Saved entries

━━━

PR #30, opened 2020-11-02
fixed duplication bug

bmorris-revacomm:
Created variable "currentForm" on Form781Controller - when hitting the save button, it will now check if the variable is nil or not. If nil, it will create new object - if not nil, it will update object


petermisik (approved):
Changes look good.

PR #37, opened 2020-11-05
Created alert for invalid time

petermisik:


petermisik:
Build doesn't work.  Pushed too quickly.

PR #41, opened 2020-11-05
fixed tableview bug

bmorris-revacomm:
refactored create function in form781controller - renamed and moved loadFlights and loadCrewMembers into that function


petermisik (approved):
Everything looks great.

━━━

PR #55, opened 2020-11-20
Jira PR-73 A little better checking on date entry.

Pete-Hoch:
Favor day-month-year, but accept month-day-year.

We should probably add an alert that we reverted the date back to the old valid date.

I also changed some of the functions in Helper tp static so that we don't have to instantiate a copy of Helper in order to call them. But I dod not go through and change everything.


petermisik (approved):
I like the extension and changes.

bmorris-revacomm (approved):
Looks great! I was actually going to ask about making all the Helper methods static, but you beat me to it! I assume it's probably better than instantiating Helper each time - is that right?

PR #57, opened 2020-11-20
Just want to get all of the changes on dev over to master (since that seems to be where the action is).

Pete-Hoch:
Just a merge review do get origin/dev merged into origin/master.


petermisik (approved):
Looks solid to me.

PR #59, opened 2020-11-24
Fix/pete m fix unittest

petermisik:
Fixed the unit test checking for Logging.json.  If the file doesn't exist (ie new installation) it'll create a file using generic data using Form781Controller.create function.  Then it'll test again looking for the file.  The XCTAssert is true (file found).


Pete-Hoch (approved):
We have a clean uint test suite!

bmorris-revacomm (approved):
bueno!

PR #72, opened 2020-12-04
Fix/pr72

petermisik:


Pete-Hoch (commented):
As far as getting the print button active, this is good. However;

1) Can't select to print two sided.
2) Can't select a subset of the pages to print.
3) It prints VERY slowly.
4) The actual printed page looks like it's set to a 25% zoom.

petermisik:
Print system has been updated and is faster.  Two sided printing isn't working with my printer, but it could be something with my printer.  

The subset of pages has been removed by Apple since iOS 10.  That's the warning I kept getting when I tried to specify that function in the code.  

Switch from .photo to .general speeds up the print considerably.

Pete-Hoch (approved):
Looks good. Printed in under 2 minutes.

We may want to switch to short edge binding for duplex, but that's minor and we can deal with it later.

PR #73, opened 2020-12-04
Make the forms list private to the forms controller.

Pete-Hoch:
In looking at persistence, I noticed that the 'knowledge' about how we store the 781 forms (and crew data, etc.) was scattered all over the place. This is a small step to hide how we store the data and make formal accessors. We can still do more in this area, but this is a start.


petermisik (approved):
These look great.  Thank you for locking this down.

━━━

Using the entries shown above, reproduce verbatim the lines from the line bearing "3) It prints VERY slowly." to the line bearing "The subset of", inclusive.

- _RESULT FOR THIS EXERCISE_:
3) It prints VERY slowly.
4) The actual printed page looks like it's set to a 25% zoom.

petermisik:
Print system has been updated and is faster.  Two sided printing isn't working with my printer, but it could be something with my printer.  

The subset of pages has been removed by Apple since iOS 10.  That's the warning I kept getting when I tried to specify that function in the code.  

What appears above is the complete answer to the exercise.